Gen. Breedlove zasugerował przysłanie U-2 do Europy w swoim dorocznym raporcie na temat siły i strategii sił zbrojnych na tym kontynencie. Dowódca wojsk USA na Starym Kontynencie stwierdził, że brakuje mu odpowiednich środków do śledzenia aktywności Rosjan. Jako najlepsze rozwiązanie wskazał przysłanie do Europy samolotów rozpoznawczych U-2 i RC-135.

Złe wspomnienia

Te drugie są częstym gościem na europejskim niebie i regularnie latają przy granicach Rosji. Być może gen. Breedlove chciałby je widzieć częściej, albo dostać je pod swoje bezpośrednie dowództwo, bo obecnie stacjonują na terytorium USA. Dzięki temu mógłby je wykorzystywać zgodnie ze swoją wizją i szybciej reagować na wydarzenia. Ich jeszcze częstsza obecność u wybrzeży Rosji nie wywołałaby jednak wielkiego poruszenia, bo nie jest niczym niezwykłym.

Co innego z drugim typem samolotów wymienionym przez gen. Breedlove’a, czyli U-2. To najbardziej znany amerykański samolot szpiegowski. Głównie za sprawą głośnej afery z 1960 roku, kiedy U-2 wykonujący lot nad ZSRR został zestrzelony, a jego pilot Garry Powers dostał się do niewoli. Kreml bardzo nagłośnił to wydarzenia i wykorzystał je do ataku propagandowego na USA. W efekcie U-2 stały się bardzo dobrze znane, choć powstały w absolutnej tajemnicy.

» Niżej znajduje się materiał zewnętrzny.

PR #209, opened 2023-05-22
Use threads for button callback

QuzarDC:
The current implementation of the button callback in controller.c merely calls the callback function. While this is very useful for simple things, the fact that it runs the callback during an interrupt causes a number of issues. It limits the scope of what such a callback can do, which has been quite exemplified by our standard usage of it to call arch_exit. 

The idea here is to raise the possibility of configuring the maple button callback routine to spin off a new thread with the function rather than run it entirely in the context of the interrupt that triggered the callback.

It may be the case that this should be an optional behavior alongside the current one. I'm not entirely sure the scope of usage of this functionality and how it could be negatively impacted by the change. I can confirm though that it works with a few different tests in multi-threaded environments that otherwise trigger various errors regarding mutex_lock or thd_join being called in an interrupt.


gyrovorbis:
Cool! I wasn't even aware of the issues this was creating, but I can definitely see how being able to call this in more contexts could be useful. 

Can't really comment much on the side effects of the implementation or do much other than minor C suggestions ,but the solution looks purdy. :)

QuzarDC:
@pcercuei (zcrc in discord) raised the notion that this may merely be a stopgap to the implementation of threaded interrupts. With that in mind, I reworked this to use a standing thread created when the callback in installed rather than being created for the interrupt. In addition, it now cleans up after itself and can be un-set by setting to NULL.

It raised the question though of 'why have this, and not other interrupt callbacks spin off a thread?'. Compared to the majority of interrupt handlers though, this functionality is presented as something to be integrated into what would normally be user-land code. It's possible that the SIP and snd_stream callbacks would be candidates for such a change, as they are similar in that respect. The DMA callbacks might, too, but they are all one step closer into the interrupt handler than the ones mentioned so far.

Finally, the behavior of it now schedules the thread next to run immediately. While this makes it very simple, it also doesn't give the scheduling benefits that just sending it to the queue might.

QuzarDC:
As an update/clarification to the last comment, I wanted to add the three big questions I have about this change:
1)Do we want it? Perhaps we should just be noting that the callback happens in an interrupt, and shouldn't be used for stuff like arch_exit.
2)If we do, is this the right scope to set something like this up in? A thread could be used at the interrupt level or in a few places up the way.
3)If so, is this the right way to do it? This could be the template of redoing dma callbacks or the snd_stream one so getting the structure/layout/details right would be useful.

QuzarDC:
Marking this back as 'ready for review'. The change should be entirely transparent to users but make the button callback work significantly closer to how it's expected to work. The only reason I had marked it as draft was to sort of push to get some more discussion before merging it as this is sort of a 'minimal simplest' version of the implementation, and we don't really have anything that works like it currently in the codebase.

kernel/arch/dreamcast/hardware/maple/controller.c
```diff
@@ -29,6 +32,10 @@ static cont_btn_callback_t btn_callback = NULL;
 static uint8_t btn_callback_addr = 0;
 static uint32_t btn_callback_btns = 0;
 
+static kthread_t * btn_callback_thd = NULL;
```
ljsebald, line 35:
```suggestion
static kthread_t *btn_callback_thd = NULL;
```

kernel/arch/dreamcast/hardware/maple/controller.c
```diff
@@ -29,6 +32,10 @@ static cont_btn_callback_t btn_callback = NULL;
...
+static uint8 btn_callback_arg_addr = 0;
+static uint32 btn_callback_arg_btns = 0;
```
ljsebald, line 37:
```suggestion
static uint8_t btn_callback_arg_addr = 0;
static uint32_t btn_callback_arg_btns = 0;
```

kernel/arch/dreamcast/hardware/maple/controller.c
```diff
@@ -41,11 +48,54 @@ int cont_has_capabilities(const maple_device_t *cont, uint32_t capabilities) {
                    & capabilities) == capabilities) : -1;
 }
 
+static void * btn_callback_wrapper(void* args) {
+
```
ljsebald, line 52:
```suggestion
static void *btn_callback_wrapper(void *args) {
    (void)args;

```

kernel/arch/dreamcast/hardware/maple/controller.c
```diff
@@ -41,11 +48,54 @@ int cont_has_capabilities(const maple_device_t *cont, uint32_t capabilities) {
...
+    }
+
+    return NULL;
+}
+
+void cont_btn_callback_shutdown(void) {
+
+    /* This means either the callback is shutting down the 
+       whole system, or some jerk called this in the callback. */
+    if(thd_get_current()->tid == btn_callback_thd->tid) return;
```
ljsebald, line 65:
```suggestion
    /* This means either the callback is shutting down the 
       whole system, or some jerk called this in the callback. */
    if(thd_get_current()->tid == btn_callback_thd->tid)
        return;
```

kernel/arch/dreamcast/hardware/maple/controller.c
```diff
@@ -41,11 +48,54 @@ int cont_has_capabilities(const maple_device_t *cont, uint32_t capabilities) {
...
+
+    thd_destroy(btn_callback_thd);
+    btn_callback_thd = NULL;
+    btn_callback = NULL;
+    btn_callback_addr = 0;
+    btn_callback_btns = 0;
+    btn_callback_arg_addr = 0;
+    btn_callback_arg_btns = 0;
+
+    return;
```
ljsebald, line 75:
```suggestion
```

kernel/arch/dreamcast/hardware/maple/controller.c
```diff
@@ -41,11 +48,54 @@ int cont_has_capabilities(const maple_device_t *cont, uint32_t capabilities) {
...
+}
+
 /* Set a controller callback for a button combo; set addr=0 for any controller */
 void cont_btn_callback(uint8_t addr, uint32_t btns, cont_btn_callback_t cb) {
+
```
ljsebald, line 80:
```suggestion
```

kernel/arch/dreamcast/hardware/maple/controller.c
```diff
@@ -41,11 +48,54 @@ int cont_has_capabilities(const maple_device_t *cont, uint32_t capabilities) {
...
     btn_callback_btns = btns;
     btn_callback = cb;
+
+    btn_callback_thd = thd_create(0, btn_callback_wrapper, NULL);
+
+    /* This may require an update to thd_create to be able to send custom flags. 
+       Otherwise it might run before it gets removed. */
+    thd_remove_from_runnable(btn_callback_thd);
+
+    thd_set_label(btn_callback_thd, "cont_reply cb");
```
ljsebald, line 98:
```suggestion
    thd_set_label(btn_callback_thd, "cont_btn_callback");
```

kernel/arch/dreamcast/hardware/maple/controller.c
```diff
@@ -142,4 +193,6 @@ int cont_init(void) {
 
 void cont_shutdown(void) {
     maple_driver_unreg(&controller_drv);
+
```
ljsebald, line 196:
```suggestion
```

kernel/arch/dreamcast/hardware/maple/controller.c
```diff
@@ -41,11 +48,54 @@ int cont_has_capabilities(const maple_device_t *cont, uint32_t capabilities) {
...
     btn_callback_addr = addr;
     btn_callback_btns = btns;
     btn_callback = cb;
+
+    btn_callback_thd = thd_create(0, btn_callback_wrapper, NULL);
+
+    /* This may require an update to thd_create to be able to send custom flags. 
+       Otherwise it might run before it gets removed. */
+    thd_remove_from_runnable(btn_callback_thd);
```
ljsebald, line 96: It's actually not safe to call this with interrupts enabled, as it could corrupt the runqueue if a thread scheduling interrupt comes in in the middle of this... Let me ponder the best way to deal with this (probably with another attribute in the `kthread_attr_t` struct).

kernel/arch/dreamcast/include/dc/maple/controller.h
```diff
@@ -223,7 +223,8 @@ typedef void (*cont_btn_callback_t)(uint8_t addr, uint32_t btns);
     \param  addr            The controller to listen on (or 0 for all ports). 
                             This value can be obtained by using maple_addr().
     \param  btns            The buttons bitmask to match.
-    \param  cb              The callback to call when the buttons are pressed.
+    \param  cb              The callback to call when the buttons are pressed, 
+                            or NULL to un-set the current callback.
```
ljsebald, line 227: The part above this in the comment probably should get updated, since it says that the callback will be called in an interrupt context, which is no longer true after this PR is merged.

Also, it'd probably be a good idea to also note that only one of these can be set up, since otherwise a user might think they can schedule as many as they want (I seem to remember at least one topic on DCEmulation where someone was trying to make one of these per controller or something before).

ljsebald (changes requested):

kernel/arch/dreamcast/hardware/maple/controller.c
```diff
@@ -86,14 +136,15 @@ static void cont_reply(maple_frame_t *frm) {
...
+        if(btn_callback_thd && (thd_get_current()->tid != btn_callback_thd->tid)) {
             if(!btn_callback_addr ||
                     (btn_callback_addr &&
                      btn_callback_addr == maple_addr(frm->dev->port, frm->dev->unit))) {
                 if((cooked->buttons & btn_callback_btns) == btn_callback_btns) {
-                    btn_callback(maple_addr(frm->dev->port, frm->dev->unit),
-                                 cooked->buttons);
+                    btn_callback_arg_addr = maple_addr(frm->dev->port, frm->dev->unit);
+                    btn_callback_arg_btns = cooked->buttons;
+                    thd_schedule_next(btn_callback_thd);
```
ljsebald, line 147: Technically, this call here is fine... Since this is in an interrupt handler.

kernel/arch/dreamcast/include/dc/maple/controller.h
QuzarDC: Updated the notes on this with both parts. I forgot when I fast-forwarded that Falco had added in the notes about the interrupt context.

pcercuei:
My thoughts on this PR: It would be better to have a *generic* mechanism with an API that allows you to register a handler. The kernel would then create a thread for you, that would call your callback when notified to do so by the main IRQ handler (kind of a mutex+cond, but that would work in IRQ context).

The main IRQ handler would then ACK and mask the IRQ that fired, and unpause the interrupt thread. Only after the registered callback returns should the IRQ be unmasked, and the interrupt thread is back into the "paused" state, waiting for a new interrupt.

Then this PR would just be a matter of registering a button callback with this new threaded interrupt mechanism.

pcercuei:
> We'd still be blocked through by the process of creating non-running threads, which isn't currently supported, so I'll hold this open for feedback from @ljsebald on that for now while working on a draft of a generic version.

Don't we have "genwait" for that? We don't need to create a non-running thread, we can create a running thread that's blocked until the main IRQ handler unblocks it.

pcercuei:
RFC / untested: https://github.com/KallistiOS/KallistiOS/commit/5cdfbf3acf960bf802f08005527c15125dcb6503

QuzarDC:
Just going to close this up for now as it'd have to be rewritten mostly. Will take up the effort in v2.2.0 and see about expanding the functionality as well (allow installing multiple such callbacks. perhaps allow other filtering mechanisms).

Po zestrzeleniu w 1960 roku U-2 już nie wysyłano nad ZSRR, ale nadal latały nad np. Chinami, oraz w pobliżu granic wielu innych państw. Są na tyle udaną konstrukcją, że po głębokich modernizacjach służą do dzisiaj. Współczesne egzemplarze w większości wyprodukowano w latach 80. Dzięki zamontowanym na pokładzie radarom i kamerom mogą obserwować teren odległy o dziesiątki kilometrów. Bez wlatywania nad terytorium państwa-celu, „zaglądają” za granicę i obserwują interesujące obiekty.

Przez lata do U-2 przylgnął przydomek „Dragon Lady” (ang. smoczyca). Obecnie latają głównie nad Azją, choć Amerykanie nie ujawniają gdzie konkretnie. Wysłanie ich do Europy nie jest niemożliwe, choć do tej pory tego rodzaju pomysł nie był oficjalnie rozważany. Nie ma jednak wątpliwości, że byłby to ryzykowny krok z punktu widzenia wizerunkowego. U-2 kojarzą się Rosjanom bardzo jednoznacznie.